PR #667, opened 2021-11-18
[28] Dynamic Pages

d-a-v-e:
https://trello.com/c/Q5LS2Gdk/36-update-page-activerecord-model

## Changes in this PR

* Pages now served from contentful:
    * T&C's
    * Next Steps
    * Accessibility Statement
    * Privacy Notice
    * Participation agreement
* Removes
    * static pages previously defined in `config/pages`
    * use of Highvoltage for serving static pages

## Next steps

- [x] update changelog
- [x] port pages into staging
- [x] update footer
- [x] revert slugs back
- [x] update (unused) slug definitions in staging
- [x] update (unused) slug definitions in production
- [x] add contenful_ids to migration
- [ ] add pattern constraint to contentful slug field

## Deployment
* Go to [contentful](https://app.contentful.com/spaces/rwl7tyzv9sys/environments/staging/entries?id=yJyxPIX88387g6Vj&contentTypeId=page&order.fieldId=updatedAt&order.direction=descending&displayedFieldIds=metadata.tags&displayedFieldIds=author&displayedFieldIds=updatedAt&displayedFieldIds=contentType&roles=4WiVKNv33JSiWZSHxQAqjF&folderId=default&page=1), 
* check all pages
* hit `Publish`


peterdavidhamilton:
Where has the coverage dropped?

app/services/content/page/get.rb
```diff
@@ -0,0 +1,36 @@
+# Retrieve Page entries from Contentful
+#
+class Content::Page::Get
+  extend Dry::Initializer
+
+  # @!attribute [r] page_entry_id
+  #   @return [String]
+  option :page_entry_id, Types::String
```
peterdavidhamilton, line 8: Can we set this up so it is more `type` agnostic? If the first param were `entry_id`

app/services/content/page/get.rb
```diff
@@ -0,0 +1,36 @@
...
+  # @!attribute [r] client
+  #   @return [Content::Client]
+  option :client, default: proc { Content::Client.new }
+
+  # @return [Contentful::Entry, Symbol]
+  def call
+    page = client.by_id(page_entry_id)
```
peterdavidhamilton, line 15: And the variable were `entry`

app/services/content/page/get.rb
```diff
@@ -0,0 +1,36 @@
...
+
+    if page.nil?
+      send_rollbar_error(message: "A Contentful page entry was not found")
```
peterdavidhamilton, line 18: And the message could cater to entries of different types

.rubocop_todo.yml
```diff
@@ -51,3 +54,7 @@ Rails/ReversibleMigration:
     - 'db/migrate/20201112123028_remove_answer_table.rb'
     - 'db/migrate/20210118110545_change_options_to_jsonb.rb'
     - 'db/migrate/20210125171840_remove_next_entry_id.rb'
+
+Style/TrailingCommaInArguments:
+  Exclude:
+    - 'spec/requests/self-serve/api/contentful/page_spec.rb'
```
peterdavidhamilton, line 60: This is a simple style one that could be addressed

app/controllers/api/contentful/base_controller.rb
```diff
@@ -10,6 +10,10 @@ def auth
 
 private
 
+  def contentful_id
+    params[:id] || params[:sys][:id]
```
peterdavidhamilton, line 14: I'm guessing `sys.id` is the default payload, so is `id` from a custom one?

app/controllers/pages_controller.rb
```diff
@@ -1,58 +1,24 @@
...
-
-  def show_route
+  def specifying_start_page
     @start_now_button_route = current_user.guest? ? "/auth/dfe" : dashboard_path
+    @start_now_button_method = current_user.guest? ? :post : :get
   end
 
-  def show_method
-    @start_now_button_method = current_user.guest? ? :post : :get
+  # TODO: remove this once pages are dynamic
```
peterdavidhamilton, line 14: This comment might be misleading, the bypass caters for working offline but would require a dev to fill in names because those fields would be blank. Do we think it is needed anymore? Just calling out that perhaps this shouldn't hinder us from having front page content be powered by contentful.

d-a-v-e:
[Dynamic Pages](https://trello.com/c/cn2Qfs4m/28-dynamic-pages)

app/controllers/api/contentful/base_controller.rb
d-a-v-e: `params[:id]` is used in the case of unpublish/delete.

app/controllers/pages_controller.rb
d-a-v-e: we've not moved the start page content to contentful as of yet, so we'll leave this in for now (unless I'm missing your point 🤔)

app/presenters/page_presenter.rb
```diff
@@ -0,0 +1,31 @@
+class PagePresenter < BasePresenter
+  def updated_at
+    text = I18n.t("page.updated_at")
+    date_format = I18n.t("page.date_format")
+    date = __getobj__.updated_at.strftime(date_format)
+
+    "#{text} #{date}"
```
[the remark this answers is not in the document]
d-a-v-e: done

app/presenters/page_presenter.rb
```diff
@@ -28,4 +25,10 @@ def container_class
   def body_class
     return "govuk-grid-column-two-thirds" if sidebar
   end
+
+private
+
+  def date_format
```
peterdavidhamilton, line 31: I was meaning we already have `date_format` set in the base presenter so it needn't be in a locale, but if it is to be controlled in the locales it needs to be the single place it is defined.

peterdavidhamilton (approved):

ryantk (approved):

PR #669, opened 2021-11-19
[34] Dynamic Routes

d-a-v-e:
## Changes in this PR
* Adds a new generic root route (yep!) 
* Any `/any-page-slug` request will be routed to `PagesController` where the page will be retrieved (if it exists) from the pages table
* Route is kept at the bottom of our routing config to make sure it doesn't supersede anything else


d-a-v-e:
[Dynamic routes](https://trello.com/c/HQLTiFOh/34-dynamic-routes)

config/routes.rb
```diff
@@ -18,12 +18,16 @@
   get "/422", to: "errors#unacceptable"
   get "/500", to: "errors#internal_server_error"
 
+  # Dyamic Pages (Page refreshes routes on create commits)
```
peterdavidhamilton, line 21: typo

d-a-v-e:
.....
→ **About this task**
Return the full data, every line of it, with nothing altered.

→ **Problem solution**
PR #667, opened 2021-11-18
[28] Dynamic Pages

d-a-v-e:
https://trello.com/c/Q5LS2Gdk/36-update-page-activerecord-model

## Changes in this PR

* Pages now served from contentful:
    * T&C's
    * Next Steps
    * Accessibility Statement
    * Privacy Notice
    * Participation agreement
* Removes
    * static pages previously defined in `config/pages`
    * use of Highvoltage for serving static pages

## Next steps

- [x] update changelog
- [x] port pages into staging
- [x] update footer
- [x] revert slugs back
- [x] update (unused) slug definitions in staging
- [x] update (unused) slug definitions in production
- [x] add contenful_ids to migration
- [ ] add pattern constraint to contentful slug field

## Deployment
* Go to [contentful](https://app.contentful.com/spaces/rwl7tyzv9sys/environments/staging/entries?id=yJyxPIX88387g6Vj&contentTypeId=page&order.fieldId=updatedAt&order.direction=descending&displayedFieldIds=metadata.tags&displayedFieldIds=author&displayedFieldIds=updatedAt&displayedFieldIds=contentType&roles=4WiVKNv33JSiWZSHxQAqjF&folderId=default&page=1), 
* check all pages
* hit `Publish`


peterdavidhamilton:
Where has the coverage dropped?

app/services/content/page/get.rb
```diff
@@ -0,0 +1,36 @@
+# Retrieve Page entries from Contentful
+#
+class Content::Page::Get
+  extend Dry::Initializer
+
+  # @!attribute [r] page_entry_id
+  #   @return [String]
+  option :page_entry_id, Types::String
```
peterdavidhamilton, line 8: Can we set this up so it is more `type` agnostic? If the first param were `entry_id`

app/services/content/page/get.rb
```diff
@@ -0,0 +1,36 @@
...
+  # @!attribute [r] client
+  #   @return [Content::Client]
+  option :client, default: proc { Content::Client.new }
+
+  # @return [Contentful::Entry, Symbol]
+  def call
+    page = client.by_id(page_entry_id)
```
peterdavidhamilton, line 15: And the variable were `entry`

app/services/content/page/get.rb
```diff
@@ -0,0 +1,36 @@
...
+
+    if page.nil?
+      send_rollbar_error(message: "A Contentful page entry was not found")
```
peterdavidhamilton, line 18: And the message could cater to entries of different types

.rubocop_todo.yml
```diff
@@ -51,3 +54,7 @@ Rails/ReversibleMigration:
     - 'db/migrate/20201112123028_remove_answer_table.rb'
     - 'db/migrate/20210118110545_change_options_to_jsonb.rb'
     - 'db/migrate/20210125171840_remove_next_entry_id.rb'
+
+Style/TrailingCommaInArguments:
+  Exclude:
+    - 'spec/requests/self-serve/api/contentful/page_spec.rb'
```
peterdavidhamilton, line 60: This is a simple style one that could be addressed

app/controllers/api/contentful/base_controller.rb
```diff
@@ -10,6 +10,10 @@ def auth
 
 private
 
+  def contentful_id
+    params[:id] || params[:sys][:id]
```
peterdavidhamilton, line 14: I'm guessing `sys.id` is the default payload, so is `id` from a custom one?

app/controllers/pages_controller.rb
```diff
@@ -1,58 +1,24 @@
...
-
-  def show_route
+  def specifying_start_page
     @start_now_button_route = current_user.guest? ? "/auth/dfe" : dashboard_path
+    @start_now_button_method = current_user.guest? ? :post : :get
   end
 
-  def show_method
-    @start_now_button_method = current_user.guest? ? :post : :get
+  # TODO: remove this once pages are dynamic
```
peterdavidhamilton, line 14: This comment might be misleading, the bypass caters for working offline but would require a dev to fill in names because those fields would be blank. Do we think it is needed anymore? Just calling out that perhaps this shouldn't hinder us from having front page content be powered by contentful.

d-a-v-e:
[Dynamic Pages](https://trello.com/c/cn2Qfs4m/28-dynamic-pages)

app/controllers/api/contentful/base_controller.rb
d-a-v-e: `params[:id]` is used in the case of unpublish/delete.

app/controllers/pages_controller.rb
d-a-v-e: we've not moved the start page content to contentful as of yet, so we'll leave this in for now (unless I'm missing your point 🤔)

app/presenters/page_presenter.rb
```diff
@@ -0,0 +1,31 @@
+class PagePresenter < BasePresenter
+  def updated_at
+    text = I18n.t("page.updated_at")
+    date_format = I18n.t("page.date_format")
+    date = __getobj__.updated_at.strftime(date_format)
+
+    "#{text} #{date}"
```
[the remark this answers is not in the document]
d-a-v-e: done

app/presenters/page_presenter.rb
```diff
@@ -28,4 +25,10 @@ def container_class
   def body_class
     return "govuk-grid-column-two-thirds" if sidebar
   end
+
+private
+
+  def date_format
```
peterdavidhamilton, line 31: I was meaning we already have `date_format` set in the base presenter so it needn't be in a locale, but if it is to be controlled in the locales it needs to be the single place it is defined.

peterdavidhamilton (approved):

ryantk (approved):

PR #669, opened 2021-11-19
[34] Dynamic Routes

d-a-v-e:
## Changes in this PR
* Adds a new generic root route (yep!) 
* Any `/any-page-slug` request will be routed to `PagesController` where the page will be retrieved (if it exists) from the pages table
* Route is kept at the bottom of our routing config to make sure it doesn't supersede anything else


d-a-v-e:
[Dynamic routes](https://trello.com/c/HQLTiFOh/34-dynamic-routes)

config/routes.rb
```diff
@@ -18,12 +18,16 @@
   get "/422", to: "errors#unacceptable"
   get "/500", to: "errors#internal_server_error"
 
+  # Dyamic Pages (Page refreshes routes on create commits)
```
peterdavidhamilton, line 21: typo

d-a-v-e:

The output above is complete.